Furthermore, when we are talking about TIME, we actually mean the interval (along time axis) between two EVENTS. So imagine the process of a ball rising up from the ground and falling back to the ground. So the two events, in this case, are ‘ball leaves the surface – starting to rise up’ and ‘ball comes back to the surface – finishing falling down’. Then two observers – one moves together with the ball and the other one stands on the rest ‘ground’ – observe exactly the same two events, are the time (interval) measured by these two guys going to be different? The answer is: Yes. Why? Why? Why? Well, again, this is what we have to accept as the FACT. However, it’s worth a bit explanation, and now we need to go back to the experimental FACT – the speed of light does not change from frame to frame (ignoring the influence of medium, e.g. from air to water, and all the other effects). It is based on this FACT that people (Lorentz should be one of them, I think) obtained the invariant quantity called space-time interval for ANY frames. The definition is:
${s^2} = - {c^2}{(\Delta t)^2} + {(\Delta x)^2} + {(\Delta y)^2} + {(\Delta z)^2}$
To better express the idea, here I give an example as following: Time and length by different observer.
In the figure, there are two observers in one-dimension frames – one is standing on the ground, and the other is moving relative to the ground with the speed of v. Let’s call the axis x-axis, and the frame for observer-1 and observer-2 is named frame-1 (for which we use the notion x' and t') and frame-2 (for which we use the notion of x'' and t''), respectively. Moreover, both observer-1 and observer-2 stays at their own origins. Now, let’s imagine two bulb emitting light (as shown in the figure) one after another. Right at the beginning, bulb-1 emits light at the origin of frame-1, and just at that moment, observer-2 is also at the origin of frame-1 (which means the origins of frame-1 and frame-2 coincides with each other). Then we record the position and time for the event of bulb-1 emitting light, in two frames. For frame-1, it is: $${x_0} = 0$$, $${t_0} = 0$$, and for frame-2, it is: x' = 0, t' = 0. Then after some moments, observer-2 (remember? observer-2 is moving with speed of v, in frame-1, or as seen from observer-1) arrives at the position where bulb-2 is placed in frame-1, and JUST AT THAT EXACT MOMENT, bulb-2 emits light. Then we write down the position and time for the event of bulb-2 emitting light. For frame-1, it is: $${x_1} = x$$, $${t_1} = t$$, and for frame-2, it is: $${x'_1} = 0$$$${t'_1} = t$$. You guess what? The two events happens at the same place as seen by observer-2 (or we say, in frame-2)!

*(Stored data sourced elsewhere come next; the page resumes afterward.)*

PR #9636, opened 2026-03-04
feat(BA-2938): Migrate Session data to RBAC database

fregataa:
## Summary

- Add SESSION entity-type permissions to all role+scope combinations (skip domain member roles)
- Create AUTO edges from User scope → Session (via user_uuid) and Project scope → Session (via group_id)
- Follow new RBAC pattern with direct role+scope in permissions table (no permission_groups)
- Use keyset pagination for scalability with large session tables

This migration brings Session entities into the RBAC system, enabling fine-grained access control. Unlike VFolder, Session has no invitation/sharing mechanism, making the migration simpler with only entity-type permissions and AUTO edges.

So now, we have two events - emission of the two bulbs. What we suspect is: is  t (the time interval for these two events observed in frame-1, or by observer-1) and t' (the time interval for these two events observed in frame-2, or by observer-2), the same? Or different? Let’s have a look. As is already given above, we have the invariant quantity s from frame to frame, thus we have:
$- {c^2}{t^2} + {x^2} = - {c^2}t{'^2} + 0$
What else do we have? Remember observer-2 arrives at bulb-2 at the exact moment when bulb-2 emits light? So definitely we should have:
$vt = x$
By replacing x into the previous equation, we have:
$- {c^2}{t^2} + {v^2}{t^2} = - {c^2}t{'^2}$
Rearranging the above equation, it is easy to get:
$t = \frac{1}{{\sqrt {1 - \frac{{{v^2}}}{{{c^2}}}} }}t' = \gamma t'$
So, so, so, finally, without assuming anything except accepting the FACT that speed of light doesn’t change from frame to frame (based on which we then have the invariant quantity space-time interval), we obtain the result that for the two events that we cannot visually ‘feel’ any difference when changing the observing frame, the time interval observed in two different frames (one is moving relative to another), is indeed different! – They are linked up by the so called γ factor, as you can see from the above formula.

What else can we say? Well, I should say, the difference of time interval observed in different frames (moving relative to each other) between two events, is some kind of PROPERTY of our space, and time. I am afraid, we have to accept it, maybe, no other choice.

N. B. The original post is from my answer to people's question concerning the special theory of relativity on Stack Exchange. Click me to go to Stack Exchange Q & A.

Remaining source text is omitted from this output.